Where applicable, you also have the rights listed in articles 16-21 of the GDPR (right to rectification, right to erasure, right to restriction of processing, right to data portability, right to object) and the right to complain to the Data Protection Authority.
- How to exercise your rights
You have the right to ask the Data Controller to access the data concerning you, to ask for data rectification or erasure, the integration of incomplete data, the restriction of processing; to receive such data in a structured, commonly used and machine-readable format; to withdraw the consent (where given) to the processing of personal details and to object, totally or partially, to the use of the data; to complain to the Authority and to exercise all the other rights acknowledged by the applicable laws.

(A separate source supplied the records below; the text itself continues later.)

PR #1330, opened 2021-09-07
fix the bug when CP URL was wrong sometimes after showing idle modal

intoeetive:
EECORE-1006


ops-andy:
@intoeetive can we move this to milestone 6.1.2 please.

obfuscode (approved):

PR #1334, opened 2021-09-08
add a way to update signaure and manage sig settings directly from cp…

### LINKED ISSUE #1266: After Enabling Signatures, No Settings for Signatures in Admin Present
### ISSUE
I have enabled member signatures as specified in documentation: https://docs.expressionengine.com/latest/general/system-configuration-overrides.html#allow_signatures

After enabling I do not see a way of editing the signature in the members profile settings or anywhere else in the admin settings panel.

### EXPECTED BEHAVIOR
I would expect that after enabling this feature there would be settings in the member profile area:
Screen Shot 2021-08-09 at 10 57 49 AM

### ENV
- PHP 7.4
- mysql 5.7
- ExpressionEngine 6.0.6

bakin1999:
…. For both text and image signatures. Add signature settings for image size ect

## Overview

Currently, there is no way to update signature or signature settings directly from the CP. Users have to go to the forum mod to do this which is not ideal since signatures can be used in other places (ex. They can be used in comments).  This will update the user profile (checking for if signatures are enabled).

Resolves [#1266](https://github.com/ExpressionEngine/ExpressionEngine/issues/1266).

## Nature of This Change

- [ ] 🐛 Fixes a bug
- [ ] 💅 Fixes coding style
- [ ] ✅ Adds tests
- [ ] 👽 Adds new dependency
- [ ] 🔒 Improves security 

- [x] Yes
- [ ] No

## Documentation

User Guide Pull Request: https://github.com/ExpressionEngine/ExpressionEngine-User-Guide/pull/238

### DIFF
--- a/system/ee/ExpressionEngine/Controller/Members/Profile/Settings.php
+++ b/system/ee/ExpressionEngine/Controller/Members/Profile/Settings.php
@@ -1,4 +1,5 @@
 <?php
+
 /**
  * This source file is part of the open source project
  * ExpressionEngine (https://expressionengine.com)
@@ -24,7 +25,7 @@ class Settings extends Profile
     {
         $id = ee()->input->get('id');
 
-        if ($id != $this->session->userdata['member_id'] && ! empty($id)) {
+        if ($id != $this->session->userdata['member_id'] && !empty($id)) {
             parent::permissionCheck();
         }
     }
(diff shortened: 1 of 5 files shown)


intoeetive:
Honestly I think that currently the signatures are only being used in forums. So we either need to make those available in template, or remove from CP as a whole.

I'll let @TomJaeger say

intoeetive:
Because the Signatures are currently only being used on Forums frontend, me and @TomJaeger agreed it is sufficient ho have the setting available there (and it is now). We do need however to update the documentation to say that Signatures are for Forums only - @ops-andy FYI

You may exercise your rights at any time by sending:
a registered letter with advice of receipt to: ECSA Italia s.r.l., a single-Member company, with registered office at Via Lavoratori Autobianchi, 1 - 20832 - Desio (MB); an e-mail to the address: email@example.com
If the subject providing the data is aged under 16 years, the processing of that data is lawful only if and to the extent that consent is given or authorised by the holder of parental responsibility over the child. The identification data and a copy of identity documents of that adult must be provided.
- Data Controller, processors and persons in charge
The Data Controller is ECSA Italia s.r.l. single member company, registered office in Via Lavoratori Autobianchi, 1 - 20832 - Desio (MB), T.C. 00222470130, in the person of Emanuele Centonze, e-mail: firstname.lastname@example.org
The System Administrator is Fabio Rigamonti e-mail: email@example.com
- Modifications to this privacy statement
This privacy statement may be modified. We therefore advise you to check the statement on a regular basis and refer to the most up-to-date version.